Le membre du bureau exécutif de l’Institut arabe des chefs d’entreprises (IACE), Nafaâ Ennaifer, est revenu, jeudi 28 avril 2022, sur l’étiolement du tissu industriel tunisien. Invité de Wassim Ben Larbi dans l’émission Expresso sur les ondes d’Express FM, il a avancé que l’exercice de l’industrie était devenu difficile notant que le climat général n’encourage guère cette activité.

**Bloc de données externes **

PR #677, opened 2020-06-04
Add additional unit tests for yum lense

jcpunk:
When writing a new lense using logic from this lense I uncovered unexpected behaviour with whitespace.

The tests added here expose this oddity.

### DIFF
--- a/lenses/tests/test_yum.aug
+++ b/lenses/tests/test_yum.aug
@@ -75,6 +75,12 @@ gpgcheck=1
 gpgkey=file:///etc/pki/rpm-gpg/RPM-GPG-KEY-remi
 "
 
+  let epel_repo = "[epel]
+name=Extra Packages for Enterprise Linux 6 - $basearch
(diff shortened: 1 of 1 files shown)


raphink:
Thanks. I usually add a `needs-tests` label to PRs without tests, but this one has tests and no code...

jcpunk:
My primary worry is that I'm doing the testing wrong.... if I'm not, this is a real bug that I'm not sure how to fix.

jcpunk:
After a night's sleep, I realized what was wrong with my tests.  In theory I'm now running the tests right and should have more coverage than before.

jcpunk:
rebased off master

jcpunk:
rebased off master

georgehansper:
This change does not fail any tests - were you expecting it to fail on the yum lens ?

jcpunk:
Nope i was just adding some coverage to the yum lense and providing a
syntax cheat sheet for when i do this sort of thing.

PR #685, opened 2020-07-28
Add new command 'update' which changes a single value, but never creates a new node

georgehansper:
This Pull Request adds a new command 'update' to augtool, and a corresponding new function call 'aug_update' to the API.

'update' does what 'set' does, except that it expects the path to already exist.

'update' will never create new nodes or path-components. while 'set' will create a new node and any required path-components required by the new node

```
   update /files/etc/hosts/1/ipaddr 127.0.0.2
```

is equivalent to

```
   set /files/etc/hosts/1/ipaddr 127.0.0.2
```

(assuming /etc/hosts contains at least one valid entry).

```
   update /files/etc/hosts/00/ipaddr 127.0.0.2
```

will make no changes, while

```
   set /files/etc/hosts/00/ipaddr 127.0.0.2
```

will create the new node 'ipaddr' and it's parent '00' and assign the value.

The API call aug_update() returns 

```
   1  on success
   0  if no existing node matches PATH (this is an error)
  -1  on error, or if multiple nodes matched PATH (this is an error)
```

This is in alignment with aug_get() aug_label() and aug_setm(), which all return 0 if there are no matching nodes
This is notably different from aug_set(), which returns 0 on success.

'update' sets an error if there is no matching node.
'setm' could be used in the case where no matching node is not considered an error.

Please let me know if any of these behaviours should be adjusted.


lutter:
This looks great - the only thing that I think should be adjusted is how to deal with the situation where no node matches `path`. If that is considered an error, I think we should return `-1` to indicate to the caller that they need to inspect `aug_error`. If it's not an error, we should return `0`, but not flag it as an error. I would lean towards the latter, i.e., `aug_update` means "update that node if it exists" and the caller can check the return value if anything changed or not.

In the API, I have been (trying to) stick to the convention that a negative return value means 'inspect `aug_error()`' and a non-negative return value means 'the return value tells you everything you need to know about what happened'.

georgehansper:
Thanks for your feedback.

I do like the idea that the return code from aug_update() makes it easy to distinguish between the 'no matching node' case, and 'too many nodes matched' case.

The closest operations to `update` are `get` and `label`, in that they also require exactly one node to match in order to perform their stated operation.

I notice now that both `get` and `label` do not treat 'no matching nodes' as an 'error', even though they do not return a value.
In `augtool`, they print a visual indication that no nodes matched, eg
```
augtool> get /files/yellow_brick_road
/files/yellow_brick_road (o)
augtool> 
```

I can suggest 4 possibilities:
1. (The current PR) no-match is an error, and returns 0 to the API call `aug_update()`
2. (Your suggestion) no-match is an error, and returns -1 to the API call `aug_update()`
3.  no-match is not an error, returns 0 to the API call and silently does nothing in `augtool`
4. no-match is not an error, returns 0 to the API call, and `augtool` prints a message similar to `get` and `label` when there is no match

I'm thinking (4) might be the closest to the existing `get` and `label` operations, while still utilising the return-value from aug_update() to distinguish between outcomes.

Your thoughts ?

lutter:
Yes, I think (4) would be the best option.

georgehansper:
I've updated this pull-request, so that the `update` command and `aug_update()` API call no longer classify "no matching node" as an error. `aug_update()` returns 0 (as before), but no error is stored.

augtool gives the following message, similar to the `get` and `label` commands:

```
augtool> update /files/etc/hosts/99/ipaddr 127.0.0.1
/files/etc/hosts/99/ipaddr (o)
augtool> print /files/etc/hosts/99
augtool> 
```

georgehansper:
This PR was intended to complement #687

PR #687 has been superseded by PR #706 so the usefulness of this PR is diminished.

This PR may be re-opened in the future, if someone considers it useful.

georgehansper:
Reopenning for testing travis-ci.com

PR #690, opened 2020-08-12
Add CLI command 'preview' and API 'aug_preview' to preview file contents

georgehansper:
This Pull Requests adds a new command `preview` to augtool, and a new function `aug_preview()` to the API.

The `preview` command accepts a path-name as an argument.

For the file corresponding to the path-name, the contents of the file are written to stdout, with the current
nodes and values from the `/files` tree applied.

This corresponds to the contents of the file that would be written by a subsequent `save` operation.

The path-expression must evaluate to a single node only, and the source-file is determined from this node.

The API call `aug_preview()` places the resulting file-contents into `char *OUT`, allocating the required memory.

        int aug_preview(augeas *aug, const char *path, char **out);

### DIFF
--- a/src/augeas.c
+++ b/src/augeas.c
@@ -80,7 +80,8 @@ static const char *const errcodes[] = {
     "Failed to execute command",                        /* AUG_ECMDRUN */
     "Invalid argument in function call",                /* AUG_EBADARG */
     "Invalid label",                                    /* AUG_ELABEL */
-    "Cannot copy node into its descendant"              /* AUG_ECPDESC */
+    "Cannot copy node into its descendant",             /* AUG_ECPDESC */
+    "Cannot access file"                                /* AUG_EFILEACCESS */
 };
 
 static void tree_mark_dirty(struct tree *tree) {
@@ -1972,6 +1973,7 @@ int aug_preview(struct augeas *aug, const char *path, char **out) {
     struct tree *tree = NULL;
     struct pathx *p;
     int r;
+    int result=-1;
     char *lens_path = NULL;
     char *lens_name = NULL;
     char *file_path = NULL;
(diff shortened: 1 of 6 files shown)


raphink:
That looks very interesting!

At the moment, this feature is achieved in various tools by leveraging the `new` mode and diffing the files. Doing it in memory would be much nicer.

georgehansper:
The preview function has to read the original file (again) in order to apply the transform to it, so it has to do a 2nd read of the original file.

It does save having to write the file out and having to read the resulting file back off the disk (by whatever is wants to do the diff), so it saves IO operations.

src/augeas.c
```diff
@@ -1968,6 +1968,77 @@ int aug_source(const augeas *aug, const char *path, char **file_path) {
...
+
+    if ( file_path == NULL ) {
+        file_path = strdup(path);
+        ERR_NOMEM(file_path == NULL, aug);
+    } else {
+        tree = tree_find(aug, file_path);
+    }
+
+    r = xasprintf(&lens_path, "%s%s/%s", AUGEAS_META_TREE, file_path, s_lens);
+    if ( r>= 0 ) {
```
lutter, line 2004: This is super nitpicky, but I generally write `if` statements with now spaces after the parentheses, but spaces around the operator, i.e., `if (r >= 0) { ..` - I wish there was some easy-to-use code formatter that we could just run to make sure these things are consistent. In any event, I would prefer to have these things unfirom as much as possible, but it's a preference, not a "I would never merge a PR formatted like this" ;)

src/augeas.c
```diff
@@ -1968,6 +1968,77 @@ int aug_source(const augeas *aug, const char *path, char **file_path) {
...
+        r = aug_get(aug,lens_path,(const char **) &lens_name);
```
lutter, line 2005: You don't need the assignment to `r` in what follows - better to leave that out so the reader doesn't wonder why it's assigned to.

src/augeas.c
lutter: Instead of the `if` statement, it would be better to write
```
ERR_NOMEM(lens_path == NULL, aug)
```

src/augeas.c
```diff
@@ -1968,6 +1968,77 @@ int aug_source(const augeas *aug, const char *path, char **file_path) {
...
+        ERR_BAIL(aug);
+    }
+
+    ERR_THROW(lens_name == NULL, aug, AUG_ENOLENS, "No lens found for path %s", path);
+
+    if ( STREQLEN(file_path, AUGEAS_FILES_TREE, strlen(AUGEAS_FILES_TREE) ) ) {
```
lutter, line 2011: This `if` does not seem necessary - we already constructed `file_path` to have the 'right' content, so we should be able to perform the body of the `if` unconditionally.

src/augeas.c
```diff
@@ -1968,6 +1968,77 @@ int aug_source(const augeas *aug, const char *path, char **file_path) {
...
+        xasprintf(&source_filename, "%s%s",aug->root, file_path + strlen(AUGEAS_FILES_TREE));
+        ERR_NOMEM(source_filename == NULL, aug);
+        source_text = xread_file(source_filename);
+    }
+    if ( source_text == NULL ) {
```
lutter, line 2016: I think a `NULL` here should be reported as an error to the caller - they told us to read a file and we couldn't.

src/augeas.c
```diff
@@ -1968,6 +1968,77 @@ int aug_source(const augeas *aug, const char *path, char **file_path) {
...
+    if (r < 0)
+        goto error;
+
+
+    free(p);
+    free(file_path);
+    free(lens_path);
+    free(source_filename);
+    free(source_text);
+    api_exit(aug);
```
lutter, line 2030: Since it's easy to only fix up all the `free` calls in the good path or the error path when this code changes in the future, I usually write functions like this as
```
int something(..) {
  int result = -1;
  .. do things ..
  /* everything worked out */
 result = 0;
error:
  /* free all the things */
 return result;
}
```

tests/test-api.c
```diff
@@ -851,6 +851,45 @@ static void testAugSource(CuTest *tc) {
...
+    char *hosts_txt = NULL;
+    int readsz = 0;
+
+    /* Read the original contents of the etc/hosts file */
+    if (asprintf(&etc_hosts_fn,"%s/etc/hosts",root) >=0 ) {
+        hosts_fp = fopen(etc_hosts_fn,"r");
+        if ( hosts_fp ) {
+            hosts_txt = calloc(sizeof(char),4096);
+            if ( hosts_txt ) {
+							  readsz = fread(hosts_txt,sizeof(char),4096,hosts_fp);
```
lutter, line 869: Looks like there's some errant whitespace

src/augeas.c
```diff
@@ -1968,6 +1968,77 @@ int aug_source(const augeas *aug, const char *path, char **file_path) {
...
+
+    tree = pathx_first(p);
+    ERR_BAIL(aug);
+    ERR_THROW(tree == NULL, aug, AUG_ENOMATCH, "No node matching %s", path);
+
+    file_path = tree_source(aug, tree);
+
+    ERR_THROW(file_path == NULL, aug, AUG_EBADARG, "Path %s is not associated with a file", path);
+
+    if ( file_path == NULL ) {
```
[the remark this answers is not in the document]
georgehansper: `if` removed

src/augeas.c
georgehansper: Replaced `if (r >= 0)` with `ERR_NOMEM` macro

src/augeas.c
georgehansper: Removed unused assignment

src/augeas.c
georgehansper: Removed `if ( STREQLEN`

src/augeas.c
georgehansper: I think that's a better structure. Updated.

tests/test-api.c
georgehansper: Fixed

lutter (approved):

« Il est plus facile aujourd’hui d’ouvrir un entrepôt, importer des produits et les commercialiser que d’installer des machines, engager de la main d’œuvre et produire. Nous faisons face à plusieurs problèmes, la hausse des coûts (de production), les risques d’impayés… », a-t-il déclaré notant que les industriels ont perdu de leur compétitivité face à un marché inondé par les produits issus de l’importation anarchique.
Il a souligné, dans ce sens, que perdre son tissu industriel impliquerait pour un Etat la perte de son indépendance. « On ne peut parler de compétitivité alors que les entreprises vivent dans le flou et croulent sous le poids des coûts de production, de logistique et des impôts », a-t-il indiqué rappelant que durant la crise Covid-19, les entreprises tunisiennes n’ont eu que des miettes en comparaison avec ce qu’autres entreprises étrangères ont eu de leurs gouvernements.
M. Ennaifer a dénoncé, dans ce contexte, l’absence de stratégie et de politique nationale visant à tisser des partenariats avec les entreprises publiques pour appuyer la production locale. « L’Etat devrait faire face à cette destruction orchestrée de l’industrie tunisienne en mettant un terme à l’inondation du marché, les prix cassés et le dumping monétaire », a-t-il martelé ajoutant que le pays avait perdu tous ses marchés face à la Turquie.
N.J.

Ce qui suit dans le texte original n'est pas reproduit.